EXERCISE DETAILS
Give only a number in reply. It should be how many lines in the records contain the string "uppercase".
[RECORDS PROVIDED — start]
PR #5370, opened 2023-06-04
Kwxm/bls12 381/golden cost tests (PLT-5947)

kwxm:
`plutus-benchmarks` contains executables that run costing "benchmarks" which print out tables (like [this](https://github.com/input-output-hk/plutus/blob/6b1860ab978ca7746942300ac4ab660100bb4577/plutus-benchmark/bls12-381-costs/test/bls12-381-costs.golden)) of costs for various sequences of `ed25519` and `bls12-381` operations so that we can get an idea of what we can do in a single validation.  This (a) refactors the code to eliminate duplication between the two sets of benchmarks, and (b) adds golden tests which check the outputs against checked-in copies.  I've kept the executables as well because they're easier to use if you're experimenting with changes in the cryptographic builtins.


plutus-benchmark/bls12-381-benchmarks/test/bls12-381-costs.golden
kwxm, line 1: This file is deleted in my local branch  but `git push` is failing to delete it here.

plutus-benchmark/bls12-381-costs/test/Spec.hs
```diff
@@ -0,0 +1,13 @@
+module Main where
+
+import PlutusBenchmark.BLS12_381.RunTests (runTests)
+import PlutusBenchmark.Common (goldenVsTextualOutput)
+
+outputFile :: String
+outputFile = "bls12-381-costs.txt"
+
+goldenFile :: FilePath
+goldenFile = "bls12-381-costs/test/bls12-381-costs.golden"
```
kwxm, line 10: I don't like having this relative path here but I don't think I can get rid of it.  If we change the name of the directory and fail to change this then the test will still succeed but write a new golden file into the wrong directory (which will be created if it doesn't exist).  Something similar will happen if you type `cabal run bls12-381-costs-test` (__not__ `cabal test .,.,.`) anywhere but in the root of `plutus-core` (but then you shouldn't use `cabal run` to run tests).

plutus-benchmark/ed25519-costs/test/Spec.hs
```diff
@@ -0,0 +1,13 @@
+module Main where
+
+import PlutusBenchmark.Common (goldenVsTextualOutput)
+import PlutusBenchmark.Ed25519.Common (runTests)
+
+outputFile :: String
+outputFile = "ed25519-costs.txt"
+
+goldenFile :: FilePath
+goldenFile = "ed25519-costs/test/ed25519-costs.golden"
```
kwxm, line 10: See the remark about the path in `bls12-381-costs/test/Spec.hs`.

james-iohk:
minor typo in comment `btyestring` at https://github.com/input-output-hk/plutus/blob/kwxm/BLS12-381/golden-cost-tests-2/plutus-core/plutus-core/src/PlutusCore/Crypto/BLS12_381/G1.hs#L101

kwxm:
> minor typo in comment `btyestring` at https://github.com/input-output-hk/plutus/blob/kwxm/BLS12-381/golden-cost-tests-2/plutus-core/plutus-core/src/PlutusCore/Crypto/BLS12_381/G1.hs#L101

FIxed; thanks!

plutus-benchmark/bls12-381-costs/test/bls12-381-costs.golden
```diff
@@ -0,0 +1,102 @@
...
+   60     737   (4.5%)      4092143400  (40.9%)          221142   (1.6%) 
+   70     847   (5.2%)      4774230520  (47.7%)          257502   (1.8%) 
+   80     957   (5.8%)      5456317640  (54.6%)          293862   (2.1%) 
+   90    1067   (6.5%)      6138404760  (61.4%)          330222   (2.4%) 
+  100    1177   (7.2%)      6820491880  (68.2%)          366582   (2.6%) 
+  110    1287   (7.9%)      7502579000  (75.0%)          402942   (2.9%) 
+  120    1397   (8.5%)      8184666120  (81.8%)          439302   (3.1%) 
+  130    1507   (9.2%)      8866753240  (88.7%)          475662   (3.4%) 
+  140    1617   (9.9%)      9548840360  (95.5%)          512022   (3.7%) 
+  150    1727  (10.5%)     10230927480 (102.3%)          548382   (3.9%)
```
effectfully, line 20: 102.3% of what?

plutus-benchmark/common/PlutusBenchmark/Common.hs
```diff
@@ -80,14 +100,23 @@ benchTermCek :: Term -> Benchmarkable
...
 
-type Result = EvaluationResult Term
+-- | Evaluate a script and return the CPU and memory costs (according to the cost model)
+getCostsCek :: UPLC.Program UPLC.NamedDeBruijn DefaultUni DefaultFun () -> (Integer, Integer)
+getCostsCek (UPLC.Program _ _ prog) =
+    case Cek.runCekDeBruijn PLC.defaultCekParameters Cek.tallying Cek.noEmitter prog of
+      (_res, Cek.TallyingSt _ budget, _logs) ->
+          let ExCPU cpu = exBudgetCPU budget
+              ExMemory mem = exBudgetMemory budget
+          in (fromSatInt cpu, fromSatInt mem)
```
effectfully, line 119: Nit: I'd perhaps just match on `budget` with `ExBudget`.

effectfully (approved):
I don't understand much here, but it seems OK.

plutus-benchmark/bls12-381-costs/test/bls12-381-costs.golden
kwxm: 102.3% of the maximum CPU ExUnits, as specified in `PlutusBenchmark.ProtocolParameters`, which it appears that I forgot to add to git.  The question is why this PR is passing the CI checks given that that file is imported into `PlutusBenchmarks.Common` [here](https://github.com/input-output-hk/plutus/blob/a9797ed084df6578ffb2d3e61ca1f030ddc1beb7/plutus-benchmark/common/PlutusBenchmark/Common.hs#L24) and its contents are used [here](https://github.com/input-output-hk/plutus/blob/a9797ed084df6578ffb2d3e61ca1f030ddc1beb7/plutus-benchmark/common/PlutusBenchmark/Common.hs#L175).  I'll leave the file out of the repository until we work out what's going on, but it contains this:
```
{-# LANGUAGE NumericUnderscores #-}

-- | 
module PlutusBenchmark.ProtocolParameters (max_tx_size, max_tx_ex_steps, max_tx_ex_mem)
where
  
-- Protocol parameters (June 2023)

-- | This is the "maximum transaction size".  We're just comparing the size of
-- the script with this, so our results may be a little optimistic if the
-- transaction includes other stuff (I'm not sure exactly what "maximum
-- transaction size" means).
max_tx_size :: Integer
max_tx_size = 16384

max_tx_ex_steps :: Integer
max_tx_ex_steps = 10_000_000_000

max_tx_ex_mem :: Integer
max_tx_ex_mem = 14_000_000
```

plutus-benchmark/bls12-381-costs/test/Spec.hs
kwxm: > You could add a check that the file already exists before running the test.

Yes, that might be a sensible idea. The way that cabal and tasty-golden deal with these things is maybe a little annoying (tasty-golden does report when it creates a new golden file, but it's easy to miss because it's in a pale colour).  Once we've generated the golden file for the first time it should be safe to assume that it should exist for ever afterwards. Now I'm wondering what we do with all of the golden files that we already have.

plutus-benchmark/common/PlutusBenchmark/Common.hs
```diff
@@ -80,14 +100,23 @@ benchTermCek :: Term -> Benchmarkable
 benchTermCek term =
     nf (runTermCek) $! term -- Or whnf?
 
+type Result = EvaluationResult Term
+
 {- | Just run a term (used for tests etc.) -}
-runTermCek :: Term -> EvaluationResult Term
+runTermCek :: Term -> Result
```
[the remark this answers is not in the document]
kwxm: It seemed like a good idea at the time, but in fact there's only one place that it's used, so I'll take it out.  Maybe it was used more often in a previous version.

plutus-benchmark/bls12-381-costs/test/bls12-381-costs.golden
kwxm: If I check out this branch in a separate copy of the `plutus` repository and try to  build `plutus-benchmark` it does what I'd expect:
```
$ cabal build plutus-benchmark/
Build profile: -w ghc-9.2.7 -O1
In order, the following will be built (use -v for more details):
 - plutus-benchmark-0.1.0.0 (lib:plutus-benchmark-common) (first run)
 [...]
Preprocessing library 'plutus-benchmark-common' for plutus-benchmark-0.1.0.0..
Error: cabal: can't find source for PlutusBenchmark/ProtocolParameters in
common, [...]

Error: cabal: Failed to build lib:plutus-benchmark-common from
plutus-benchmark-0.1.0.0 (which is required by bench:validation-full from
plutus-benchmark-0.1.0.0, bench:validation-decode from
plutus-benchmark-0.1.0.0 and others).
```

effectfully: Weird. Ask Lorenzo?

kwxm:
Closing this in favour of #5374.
[RECORDS PROVIDED — finish]
[RECORDS PROVIDED — start]
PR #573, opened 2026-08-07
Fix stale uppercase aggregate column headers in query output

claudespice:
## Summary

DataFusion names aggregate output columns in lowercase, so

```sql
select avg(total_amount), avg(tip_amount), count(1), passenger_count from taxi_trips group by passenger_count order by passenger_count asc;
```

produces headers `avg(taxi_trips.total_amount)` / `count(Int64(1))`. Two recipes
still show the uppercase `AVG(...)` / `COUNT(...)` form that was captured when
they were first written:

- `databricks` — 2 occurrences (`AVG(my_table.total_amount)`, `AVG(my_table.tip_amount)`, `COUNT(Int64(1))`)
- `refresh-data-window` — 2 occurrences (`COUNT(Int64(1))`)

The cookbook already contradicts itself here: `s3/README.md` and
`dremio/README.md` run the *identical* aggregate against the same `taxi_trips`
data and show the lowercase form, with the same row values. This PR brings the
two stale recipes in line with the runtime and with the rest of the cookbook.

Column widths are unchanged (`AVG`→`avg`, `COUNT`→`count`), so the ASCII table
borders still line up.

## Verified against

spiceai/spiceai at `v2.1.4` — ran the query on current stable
[RECORDS PROVIDED — finish]
WRITTEN REPLY
2